I’ve been thinking a lot about risk recently…..
The other day a reporter interviewed me for an article, and she asked me how I found the courage to take on such a big risk. She was impressed that we bought a second commercial building and are in the process of growing my shop during a worldwide pandemic. The answer is as simple as it is complicated.
I’m terrified, and I’m doing it anyway.
I’m determined, and therefore I am going to figure it out.
I’m flexible and willing to try (and fail at) lots of things.
I’m not afraid of failure. In fact, if I’m not failing in some capacity, I know I’m not growing enough. Failure is a natural part of growth, and it isn’t something that should be avoided. Failure is necessary for us to learn, adapt, and grow.

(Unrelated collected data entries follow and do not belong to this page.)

PR #5385, opened 2026-09-10
Disable tx partition at speed 6

motongxu:
Tx partition is disabled for speed >= 6.

Anchor: https://github.com/AOMediaCodec/avm/commit/59be49b8ecb360f3e419acba3429a21b15059935
| A1      |  1.38% |  0.40% |  0.48% |  1.27% | 76.5%    | 101%     |
| A2      |  1.43% |  0.47% |  0.81% |  1.35% | 78.4%    | 100%     |

### DIFF
--- a/av2/encoder/speed_features.c
+++ b/av2/encoder/speed_features.c
@@ -689,6 +689,7 @@ static void set_good_speed_features_framesize_independent(
 
     sf->tx_sf.tx_type_search.winner_mode_tx_type_pruning = 2;
     sf->tx_sf.tx_type_search.prune_tx_type_est_rd = 0;
+    sf->tx_sf.enable_tx_partition = 0;
 
     sf->rd_sf.perform_coeff_opt = is_boosted_arf2_bwd_type ? 4 : 6;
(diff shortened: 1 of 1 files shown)


yunqingwang1 (approved):

yeqing-wu (approved):

av2/encoder/speed_features.c
```diff
@@ -689,6 +689,7 @@ static void set_good_speed_features_framesize_independent(
 
     sf->tx_sf.tx_type_search.winner_mode_tx_type_pruning = 2;
     sf->tx_sf.tx_type_search.prune_tx_type_est_rd = 0;
+    sf->tx_sf.enable_tx_partition = 0;
```
yeqing-wu: just one minor comment: enable_tx_partition data type is bool, thus it is better to use false instead of 0. The code is already not consistent, maybe okay just using 0.

motongxu: Thanks for the comment. It is changed to "false" in version 2.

I decided a long time ago that I would determine my own standard for success. I realized that I didn’t want to base my life on what everyone else around me is doing/chasing/valuing. It sounds cliché, but I knew I needed to make my own path. My husband’s career is challenging and unpredictable, and it makes establishing a routine impossible. I recognized that my life was never going to look like my friends’ lives or resemble the life I had imagined for myself. So I decided (or more accurately, was forced to accepted the idea for the sake of our marriage and my own sanity) to be flexible and open to taking risks.
Before we were married I wouldn’t have considered myself a big risk taker. I wasn’t even particularly opinionated and decisive at that stage in my life. I was very much a go-with-the-flow kind of personality. And I still can be, to a certain extent. But now I also take risks. I love a challenge. Making big decisions is such a normal part of my life. I never could have done all of this fifteen years ago. This specific lifestyle that I’ve built is an experience that is unique to our situation and my personality, interests, and natural talents. In other words, it’s hard and definitely not for everyone.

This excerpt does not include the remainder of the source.